Version 0.0.1 -- feedback welcomed

What is in this file?

  • Overview of infracontainer concept
  • Step-by-step demo
  • Description of infracontainer interface specification

What is this repo?

Infracode is not useful until it has been integrated into an infrastructure orchestration system that will feed it configuration information and run it when required. Historically that integration has been tightly coupled to the choice of infrastructure-as-code tool. This meant that when Terraform needed to be supplemented with another tool, or hit some quirk or limitation, then the infrastructure orchestration system needed to be modified, even if only a small subset of the overall infrastructure was affected.

Imagine you could shield your infrastructure orchestration system from all the implementation details of Terraform, and even shield it from the fact that Terraform is (or is not) present at all.
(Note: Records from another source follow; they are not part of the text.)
PR #445, opened 2021-03-16
systemd: enable restarting zrepl service

MAFLO321:
This is useful if the zrepl daemon has an error for any reason and exits.

### DIFF
--- a/dist/systemd/zrepl.service
+++ b/dist/systemd/zrepl.service
@@ -4,6 +4,7 @@ Documentation=https://zrepl.github.io
 
 [Service]
 Type=simple
+Restart=always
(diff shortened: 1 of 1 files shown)


InsanePrawn:
What about cooldowns and limits?
I wouldn't want to be running the equivalent of `while true; do zrepl daemon; done` while zrepl's crashing. :)

problame:
I'm quite hesitant to put `Restart=always` into a systemd unit. The zrepl daemon should never be crashing. If it does it's a bug that needs to be reported and fixed. Does `Restart=always`

* keep the core dumps and/or stack trace around somewhere?
* notify the user / expose some metric that can be monitored easily?

problame:
Closing this due to reasons [outlined above](https://github.com/zrepl/zrepl/pull/445#issuecomment-804447283).

PR #452, opened 2021-03-23
0.4rc1: Revert to zrepl 0.3 style signalling

InsanePrawn:
Revert the split signalling merged as part of status-v2.

As mentioned in https://github.com/zrepl/zrepl/pull/436#issuecomment-804445134, we're drafting an overhaul of the signalling mechanisms and better decoupling for jobs' tasks, but this will not land in 0.4.

Revert 0.4 (currently RC1) to use the old unified signalling (`zrepl signal wakeup $job` and `zrepl signal reset $job` being the only options) for now.


docs/changelog.rst
```diff
@@ -32,7 +32,6 @@ We use the following annotations for classifying changes:
 0.4.0
 -----
 
-* |break| Change syntax to trigger a job replication, rename ``zrepl signal wakeup JOB`` to ``zrepl signal replication JOB``
```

Imagine you could arbitrarily compose Terraform modules (or infracontainer images built from those modules) without worrying about provider interactions or any other quirks.

infracontainer is a standard way to present a Docker image which, when run with its configuration filled in, will deploy infrastructure.

From the user's perspective, their infrastructure needs have been reduced to a single (or small number of) black boxes which they run to ensure that their required infrastructure is present. The underlying implementation and the overall organisation's architecture can scale into infinite complexity whilst retaining simplicity in every individual business context.

From an infracoder's perspective, it's still Terraform. You develop your Terraform config like normal, publish modules, etc. When it comes time to deploy to production or production-like environments, however, the option arises to package your Terraform stack as an infracontainer, thus allowing it to be consumed in a simple way.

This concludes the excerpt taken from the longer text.